-- EXERCISE --
Out of the records below, copy all lines in which the word "opened" occurs.

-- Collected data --
___

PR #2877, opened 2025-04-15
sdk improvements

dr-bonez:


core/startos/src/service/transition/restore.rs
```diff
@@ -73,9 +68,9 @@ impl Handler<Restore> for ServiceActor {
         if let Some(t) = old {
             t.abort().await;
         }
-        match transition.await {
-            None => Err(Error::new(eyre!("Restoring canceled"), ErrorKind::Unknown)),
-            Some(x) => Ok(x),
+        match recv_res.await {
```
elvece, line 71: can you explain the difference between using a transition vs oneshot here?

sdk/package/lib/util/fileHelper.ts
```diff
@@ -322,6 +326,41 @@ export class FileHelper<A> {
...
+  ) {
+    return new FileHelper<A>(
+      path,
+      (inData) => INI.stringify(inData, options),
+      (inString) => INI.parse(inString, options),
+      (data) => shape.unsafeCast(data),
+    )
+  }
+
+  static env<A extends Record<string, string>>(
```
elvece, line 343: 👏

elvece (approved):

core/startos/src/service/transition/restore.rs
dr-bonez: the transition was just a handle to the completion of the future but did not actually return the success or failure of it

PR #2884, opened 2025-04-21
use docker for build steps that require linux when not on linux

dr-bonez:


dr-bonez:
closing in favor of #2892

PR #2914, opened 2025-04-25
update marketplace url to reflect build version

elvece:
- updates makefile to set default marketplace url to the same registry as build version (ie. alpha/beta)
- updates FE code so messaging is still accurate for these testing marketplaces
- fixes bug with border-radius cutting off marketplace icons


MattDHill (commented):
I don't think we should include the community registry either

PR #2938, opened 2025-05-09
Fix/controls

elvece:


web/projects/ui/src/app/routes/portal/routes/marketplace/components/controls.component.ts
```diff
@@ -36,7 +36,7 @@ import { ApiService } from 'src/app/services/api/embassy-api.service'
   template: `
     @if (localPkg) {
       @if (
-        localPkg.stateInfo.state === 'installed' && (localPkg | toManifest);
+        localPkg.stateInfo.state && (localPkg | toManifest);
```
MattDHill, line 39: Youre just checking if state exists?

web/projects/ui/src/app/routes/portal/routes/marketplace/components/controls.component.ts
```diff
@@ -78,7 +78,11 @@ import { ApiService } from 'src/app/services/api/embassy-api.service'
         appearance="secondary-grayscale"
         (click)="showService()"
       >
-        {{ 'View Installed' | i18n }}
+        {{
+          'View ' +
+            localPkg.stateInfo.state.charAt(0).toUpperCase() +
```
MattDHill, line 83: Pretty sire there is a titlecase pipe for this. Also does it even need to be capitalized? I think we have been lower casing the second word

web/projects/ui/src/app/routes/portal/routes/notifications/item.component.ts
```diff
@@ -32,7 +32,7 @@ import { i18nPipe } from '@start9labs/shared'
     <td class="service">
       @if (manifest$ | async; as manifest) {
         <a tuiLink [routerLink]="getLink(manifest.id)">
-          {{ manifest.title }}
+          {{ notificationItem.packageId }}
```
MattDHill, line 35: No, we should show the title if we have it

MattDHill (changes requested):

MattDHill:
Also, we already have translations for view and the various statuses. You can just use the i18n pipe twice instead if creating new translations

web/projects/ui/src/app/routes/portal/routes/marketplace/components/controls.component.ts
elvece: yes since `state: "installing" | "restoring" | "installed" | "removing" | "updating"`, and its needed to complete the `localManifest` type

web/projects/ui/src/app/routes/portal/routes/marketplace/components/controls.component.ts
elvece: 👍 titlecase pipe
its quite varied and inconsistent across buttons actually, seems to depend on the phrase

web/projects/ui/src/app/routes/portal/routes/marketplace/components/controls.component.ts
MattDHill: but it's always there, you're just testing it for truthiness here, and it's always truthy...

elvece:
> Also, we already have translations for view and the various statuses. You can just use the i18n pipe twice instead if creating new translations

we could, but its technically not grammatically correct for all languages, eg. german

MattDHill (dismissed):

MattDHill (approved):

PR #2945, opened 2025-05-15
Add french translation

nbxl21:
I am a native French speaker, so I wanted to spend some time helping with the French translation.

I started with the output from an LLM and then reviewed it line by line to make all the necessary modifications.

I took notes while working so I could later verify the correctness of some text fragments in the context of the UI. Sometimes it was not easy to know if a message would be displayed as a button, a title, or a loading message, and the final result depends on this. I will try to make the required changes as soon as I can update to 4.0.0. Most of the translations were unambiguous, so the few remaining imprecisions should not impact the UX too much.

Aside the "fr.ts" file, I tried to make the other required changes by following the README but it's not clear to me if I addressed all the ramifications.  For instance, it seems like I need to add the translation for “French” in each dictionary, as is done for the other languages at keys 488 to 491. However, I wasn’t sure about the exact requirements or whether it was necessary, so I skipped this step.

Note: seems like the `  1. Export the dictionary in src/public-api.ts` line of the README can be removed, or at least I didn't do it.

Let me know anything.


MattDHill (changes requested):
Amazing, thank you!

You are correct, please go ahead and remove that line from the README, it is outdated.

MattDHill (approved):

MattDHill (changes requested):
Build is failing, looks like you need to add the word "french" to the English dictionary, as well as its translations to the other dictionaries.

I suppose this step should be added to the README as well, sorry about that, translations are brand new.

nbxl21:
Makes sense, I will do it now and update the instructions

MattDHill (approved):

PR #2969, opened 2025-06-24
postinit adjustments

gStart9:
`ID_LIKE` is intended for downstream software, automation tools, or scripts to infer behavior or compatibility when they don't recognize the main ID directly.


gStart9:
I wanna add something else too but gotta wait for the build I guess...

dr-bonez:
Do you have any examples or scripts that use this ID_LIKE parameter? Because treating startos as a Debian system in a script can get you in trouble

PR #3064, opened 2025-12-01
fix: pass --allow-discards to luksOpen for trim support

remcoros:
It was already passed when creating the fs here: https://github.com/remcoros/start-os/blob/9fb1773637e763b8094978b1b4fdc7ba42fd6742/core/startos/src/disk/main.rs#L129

___

-- SOLUTION --
PR #2877, opened 2025-04-15
PR #2884, opened 2025-04-21
PR #2914, opened 2025-04-25
PR #2938, opened 2025-05-09
PR #2945, opened 2025-05-15
PR #2969, opened 2025-06-24
PR #3064, opened 2025-12-01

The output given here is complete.